» Exercise data
______________________________

PR #909, opened 2025-04-02
errors.New

ArquintL:
This PR extends the `errors` package to (finally!) provide the `New` function.

### DIFF
--- a/src/main/resources/stubs/errors/errors.gobra
+++ b/src/main/resources/stubs/errors/errors.gobra
@@ -11,8 +11,8 @@
 //
 // An error e wraps another error if e's type has one of the methods
 //
-//	Unwrap() error
-//	Unwrap() []error
+//  Unwrap() error
+//  Unwrap() []error
 //
 // If e.Unwrap() returns a non-nil error w or a slice containing w,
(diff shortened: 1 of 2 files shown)


ArquintL:
@jcp19 Was there a particular reason to add `wrap.go` but not `errors.go`? It seems strange to me that we provide (some advanced) parts of the `errors` package but not the most basic one

jcp19:
> @jcp19 Was there a particular reason to add `wrap.go` but not `errors.go`? It seems strange to me that we provide (some advanced) parts of the `errors` package but not the most basic one

the reason is that I never needed errors.go 😄

src/main/resources/stubs/errors/errors.gobra
```diff
@@ -0,0 +1,122 @@
...
+
+// New returns an error that formats as the given text.
+// Each call to New returns a distinct error value even if the text is identical.
+ensures err != nil && err.ErrorMem()
+decreases
+func New(text string) (err error) {
+	err = &errorString{text}
+    fold err.ErrorMem()
+    return
+}
```
jcp19, line 73: the indentation is inconsistent

jcp19 (approved):
LGTM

______________________________

» Work request
Exact retyping is needed for the line with "jcp19, line 73: the" and for each line after it through the end of the listing above; no other lines belong.

» Written response
jcp19, line 73: the indentation is inconsistent

jcp19 (approved):
LGTM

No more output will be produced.